Task item:
Scan the entries below for the word "pull" and copy every line in which it occurs.

[Dataset entries]
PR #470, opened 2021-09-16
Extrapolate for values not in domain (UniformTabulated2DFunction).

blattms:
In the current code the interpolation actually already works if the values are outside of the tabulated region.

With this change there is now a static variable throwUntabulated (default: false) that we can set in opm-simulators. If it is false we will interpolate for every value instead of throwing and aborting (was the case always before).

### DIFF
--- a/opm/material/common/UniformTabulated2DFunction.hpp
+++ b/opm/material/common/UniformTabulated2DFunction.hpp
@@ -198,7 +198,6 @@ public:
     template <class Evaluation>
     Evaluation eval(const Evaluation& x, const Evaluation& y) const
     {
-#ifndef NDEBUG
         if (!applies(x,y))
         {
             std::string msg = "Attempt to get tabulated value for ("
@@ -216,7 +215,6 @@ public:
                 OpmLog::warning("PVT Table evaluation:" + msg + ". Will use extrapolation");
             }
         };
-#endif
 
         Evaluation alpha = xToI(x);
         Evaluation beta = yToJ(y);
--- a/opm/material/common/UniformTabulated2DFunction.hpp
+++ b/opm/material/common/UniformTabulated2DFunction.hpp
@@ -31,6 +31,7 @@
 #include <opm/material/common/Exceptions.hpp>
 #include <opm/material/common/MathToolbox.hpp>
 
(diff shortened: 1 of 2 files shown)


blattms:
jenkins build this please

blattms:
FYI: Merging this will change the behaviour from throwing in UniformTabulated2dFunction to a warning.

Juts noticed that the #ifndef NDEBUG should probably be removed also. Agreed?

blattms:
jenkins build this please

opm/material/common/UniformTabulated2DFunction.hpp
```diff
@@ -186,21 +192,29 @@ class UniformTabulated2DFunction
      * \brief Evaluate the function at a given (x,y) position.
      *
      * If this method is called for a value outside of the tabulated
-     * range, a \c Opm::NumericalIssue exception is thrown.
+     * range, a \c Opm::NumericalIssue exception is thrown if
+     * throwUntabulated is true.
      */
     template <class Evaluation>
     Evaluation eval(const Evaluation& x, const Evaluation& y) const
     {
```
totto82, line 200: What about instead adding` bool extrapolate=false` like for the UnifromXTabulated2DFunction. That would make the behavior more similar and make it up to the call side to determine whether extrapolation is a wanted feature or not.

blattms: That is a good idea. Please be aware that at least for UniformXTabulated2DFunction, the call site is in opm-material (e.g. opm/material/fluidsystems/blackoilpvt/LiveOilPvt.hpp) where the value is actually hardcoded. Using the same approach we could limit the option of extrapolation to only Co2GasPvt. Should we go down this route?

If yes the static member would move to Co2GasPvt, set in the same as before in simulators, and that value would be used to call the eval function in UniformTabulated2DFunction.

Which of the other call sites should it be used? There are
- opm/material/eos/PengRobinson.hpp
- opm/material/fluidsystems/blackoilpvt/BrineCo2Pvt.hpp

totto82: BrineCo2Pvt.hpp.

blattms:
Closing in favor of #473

* * *

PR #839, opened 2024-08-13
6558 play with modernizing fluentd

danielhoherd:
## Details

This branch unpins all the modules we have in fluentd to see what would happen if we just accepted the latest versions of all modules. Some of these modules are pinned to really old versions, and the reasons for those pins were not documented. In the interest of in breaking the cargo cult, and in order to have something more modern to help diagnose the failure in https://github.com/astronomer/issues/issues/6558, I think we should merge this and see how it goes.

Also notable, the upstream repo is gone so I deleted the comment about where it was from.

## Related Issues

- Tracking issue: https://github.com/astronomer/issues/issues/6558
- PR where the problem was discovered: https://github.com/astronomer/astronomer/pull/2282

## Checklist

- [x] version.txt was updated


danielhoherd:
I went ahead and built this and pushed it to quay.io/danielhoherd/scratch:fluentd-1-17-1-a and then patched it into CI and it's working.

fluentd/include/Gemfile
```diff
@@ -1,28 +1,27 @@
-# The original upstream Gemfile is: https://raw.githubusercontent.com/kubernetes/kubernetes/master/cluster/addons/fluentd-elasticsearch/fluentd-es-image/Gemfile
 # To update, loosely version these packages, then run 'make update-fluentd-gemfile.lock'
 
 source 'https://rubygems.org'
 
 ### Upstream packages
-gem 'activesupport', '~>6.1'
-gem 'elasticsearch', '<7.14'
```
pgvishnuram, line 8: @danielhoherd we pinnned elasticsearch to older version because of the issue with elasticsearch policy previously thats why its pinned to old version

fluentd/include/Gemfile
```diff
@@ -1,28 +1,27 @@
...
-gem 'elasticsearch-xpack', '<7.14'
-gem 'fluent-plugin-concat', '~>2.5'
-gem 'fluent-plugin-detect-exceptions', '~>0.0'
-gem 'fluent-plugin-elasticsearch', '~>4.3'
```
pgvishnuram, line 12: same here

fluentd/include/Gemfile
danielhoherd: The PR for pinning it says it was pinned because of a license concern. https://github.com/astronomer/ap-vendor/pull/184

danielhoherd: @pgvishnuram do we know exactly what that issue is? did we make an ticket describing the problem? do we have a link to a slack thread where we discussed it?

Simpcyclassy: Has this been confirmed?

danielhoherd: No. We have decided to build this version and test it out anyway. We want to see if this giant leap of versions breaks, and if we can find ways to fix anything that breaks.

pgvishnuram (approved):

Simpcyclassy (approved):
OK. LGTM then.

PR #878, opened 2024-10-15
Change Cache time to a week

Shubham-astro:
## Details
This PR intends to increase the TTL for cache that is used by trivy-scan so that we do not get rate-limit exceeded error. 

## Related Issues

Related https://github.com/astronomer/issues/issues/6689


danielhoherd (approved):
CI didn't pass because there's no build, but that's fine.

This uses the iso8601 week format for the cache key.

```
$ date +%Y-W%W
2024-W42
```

Solution:
- PR where the problem was discovered: https://github.com/astronomer/astronomer/pull/2282
danielhoherd: The PR for pinning it says it was pinned because of a license concern. https://github.com/astronomer/ap-vendor/pull/184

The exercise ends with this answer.